● DIRECTIONS FOR THIS TASK:
Print out all the records, word for word.

· · · ·

PR #44, opened 2018-03-13
Add Reconciler.reconcile to the public API

### LINKED ISSUE #32: Expose reconciliation process
In the React documentation, `ReactDOM.render` is used multiple times in a single example to introduce reconciliation in a simple way. It also can simplify embedding React inside a non-React UI.

Roact requires that all state comes from within a Roact component. Calling `Roact.reify` a second time will create a new UI instead of updating the existing one.

Should Roact expose a `reconcile` API on instance handles returned from `reify`, to allow for easier embedding?

LPGhatguy:
Closes #32.

This addresses one usability issue of Roact related to updating components without having to manually expose values like `setState`.

The new API has been an internal API for awhile, and works like this:

```lua
local handle = Roact.reify(Roact.createElement("StringValue", {
    Value = "Hello",
}))

-- Previously, we were now stuck with this element and could only tear it down.
-- Now, we can modify it with Roact.reconcile:
handle = Roact.reconcile(handle, Roact.createElement("StringValue", {
    Value = "World",
}))
```

One interesting gotcha about the API is that it *takes ownership* of the handle you pass in, and has the potential to return a new one. That means that `reconcile` is free to `teardown` the entire tree that you pass it and construct a new one.

An example that gets a lot simpler is our equivalent of React's [ticking clock intro example](https://reactjs.org/docs/rendering-elements.html#updating-the-rendered-element):

```lua
local function content()
        Text = "The current time is " .. time(),
    })
end

local handle = Roact.reify(content(), ScreenGui)

while true do
    wait(1)
    handle = Roact.reconcile(handle, content())
end
```

I'll need to do a pass over the WIP documentation to recommend using this as the introductory technique for getting change. It's also useful when embedding Roact inside non-Roact components, and affords you more flexibility to own state outside the Roact tree.

### DIFF
--- a/lib/Component.lua
+++ b/lib/Component.lua
@@ -193,7 +193,7 @@ function Component:_forceUpdate(newProps, newState)
 
 	if self._handle._reified ~= nil then
 		-- We returned an element before, update it.
-		self._handle._reified = Reconciler.reconcile(
+		self._handle._reified = Reconciler._reconcileInternal(
 			self._handle._reified,
 			newChildElement
 		)
--- a/lib/Component.lua
+++ b/lib/Component.lua
@@ -193,7 +193,7 @@ function Component:_forceUpdate(newProps, newState)
 
 	if self._handle._reified ~= nil then
 		-- We returned an element before, update it.
-		self._handle._reified = Reconciler._reconcile(
+		self._handle._reified = Reconciler.reconcile(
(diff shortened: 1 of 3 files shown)


LPGhatguy:
Ugh, the coverage check is failing. I have a feeling there's going to be more refactoring sooner rather than later.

· · · ·

● RESULT OF THE TASK:
PR #44, opened 2018-03-13
Add Reconciler.reconcile to the public API

### LINKED ISSUE #32: Expose reconciliation process
In the React documentation, `ReactDOM.render` is used multiple times in a single example to introduce reconciliation in a simple way. It also can simplify embedding React inside a non-React UI.

Roact requires that all state comes from within a Roact component. Calling `Roact.reify` a second time will create a new UI instead of updating the existing one.

Should Roact expose a `reconcile` API on instance handles returned from `reify`, to allow for easier embedding?

LPGhatguy:
Closes #32.

This addresses one usability issue of Roact related to updating components without having to manually expose values like `setState`.

The new API has been an internal API for awhile, and works like this:

```lua
local handle = Roact.reify(Roact.createElement("StringValue", {
    Value = "Hello",
}))

-- Previously, we were now stuck with this element and could only tear it down.
-- Now, we can modify it with Roact.reconcile:
handle = Roact.reconcile(handle, Roact.createElement("StringValue", {
    Value = "World",
}))
```

One interesting gotcha about the API is that it *takes ownership* of the handle you pass in, and has the potential to return a new one. That means that `reconcile` is free to `teardown` the entire tree that you pass it and construct a new one.

An example that gets a lot simpler is our equivalent of React's [ticking clock intro example](https://reactjs.org/docs/rendering-elements.html#updating-the-rendered-element):

```lua
local function content()
        Text = "The current time is " .. time(),
    })
end

local handle = Roact.reify(content(), ScreenGui)

while true do
    wait(1)
    handle = Roact.reconcile(handle, content())
end
```

I'll need to do a pass over the WIP documentation to recommend using this as the introductory technique for getting change. It's also useful when embedding Roact inside non-Roact components, and affords you more flexibility to own state outside the Roact tree.

### DIFF
--- a/lib/Component.lua
+++ b/lib/Component.lua
@@ -193,7 +193,7 @@ function Component:_forceUpdate(newProps, newState)
 
 	if self._handle._reified ~= nil then
 		-- We returned an element before, update it.
-		self._handle._reified = Reconciler.reconcile(
+		self._handle._reified = Reconciler._reconcileInternal(
 			self._handle._reified,
 			newChildElement
 		)
--- a/lib/Component.lua
+++ b/lib/Component.lua
@@ -193,7 +193,7 @@ function Component:_forceUpdate(newProps, newState)
 
 	if self._handle._reified ~= nil then
 		-- We returned an element before, update it.
-		self._handle._reified = Reconciler._reconcile(
+		self._handle._reified = Reconciler.reconcile(
(diff shortened: 1 of 3 files shown)


LPGhatguy:
Ugh, the coverage check is failing. I have a feeling there's going to be more refactoring sooner rather than later.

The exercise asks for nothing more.